Mahiru is a broke girl. She had a passion for art, she enjoyed drawing. She loved it as a kid and yet one bad experience, one bad day, ruined it all. Her friends ridiculed her art right in front of her. And it shattered her. She couldn’t find the will to continue. Years would pass and she wouldn’t draw. Until she met Kano. Kano is a former disgraced Idol from a once-popular idol band.
She had a falling out resulting in her ruining her name. Changing her look and name she decides she won’t leave the industry. She wants to fight her way back to who she was. But as the real Kano this time. And yet Jellyfish Can’t Swim by themselves.

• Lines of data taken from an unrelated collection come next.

PR #67, opened 2019-03-21
WIP: Allow change of ALL settings in Example App

ened:
This is still in WIP and did uncover quite a few bugs with the implementation for me.

For example, setting invalid Audio recording encodings will break the plugin (and any future use) + it did not return a descriptive error code back to the example (or the example did not show it).

Implementation bug fixes will be provided in separate PRs as I discover them.

Also need to decide
- if we want to filter iOS/Android settings on the appropriate platforms (I guess it's fine to show all).
- if bitrate/number of channels/sample rate settings should be dropdowns instead

@hyochan WDYT

### DIFF
--- a/CHANGELOG.md
+++ b/CHANGELOG.md
@@ -1,3 +1,9 @@
+## 1.3.6
++ Android: Adds a single threaded command scheduler for all recording related
+  commands.
++ Switch source & target compability to Java 8
++ Bump gradle plugin version dependencies
+
 ## 1.3.+
 + Support db/meter [#41](https://github.com/dooboolab/flutter_sound/pull/41)
 + Show wrong recorder timer text [#47](https://github.com/dooboolab/flutter_sound/pull/47)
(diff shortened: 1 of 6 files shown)


hyochan:
@ened Thanks for continuous support for your `PR`. 
1. if we want to filter iOS/Android settings on the appropriate platforms (I guess it's fine to show all).
   - Agree with showing all.
2. if bitrate/number of channels/sample rate settings should be dropdowns instead
   - The dropdown shouldn't matter since this is just an example project. Do this as much as your favor. Thanks for your additional concern in `example` too.

hyochan:
@ened Is this ready to be merged?

ened:
Still WIP as I’d like to add proper error reporting (and handling in example) as well. Like said in the initial comment, setting invalid config will kill the plugin permanently currently.

hyochan:
Since this `PR` haven't been updated for a while, I'll close it!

Kano tries to enlist Mahiru to help her, become her artist to boost JELEE’s popularity and work alongside her. And yet Mahiru refuses. She is scared to continue, scared to dig up the past. She doesn’t want that ridicule again. The embarrassment of having what you love to do be trampled on. It took Kano singing a song directly to her in a crowd full of dozens standing up for her graffitied-over mural, to show Mahiru that she can in fact continue. Jellyfish Can’t Swim by themselves.
It becomes abundantly apparent these two girls have dreams. But these dreams cannot be fulfilled without an ocean current to push them. These two girls are each other current. The first push. The first wave that sends them on their journey. A light to guide the way. And with time their lights will make each other shine brighter. And yet, Jellyfish Can’t Swim by themselves

I am reminded of a line in a video game about a similar situation. It highlights that one thing missing changes the outcome of an entire ecosystem. And nothing works alone: “What is a wave without the ocean? A beginning without an end? They are different, but they go together. Now you go among the stars, and I fall among the sand. We are different. But we go… together.”
That line explains the entirety of your journey in Subnautica. The choices you made once grains of sand now influence the waves in the ocean. No matter how big or how small you are you matter. You make a difference to someone. That is the hidden meaning behind this story. You matter, you make a difference. So make as many differences as you possibly can.
Because one day you’ll help someone else make a difference. And you’ll watch as that grain you moved becomes a tidal wave.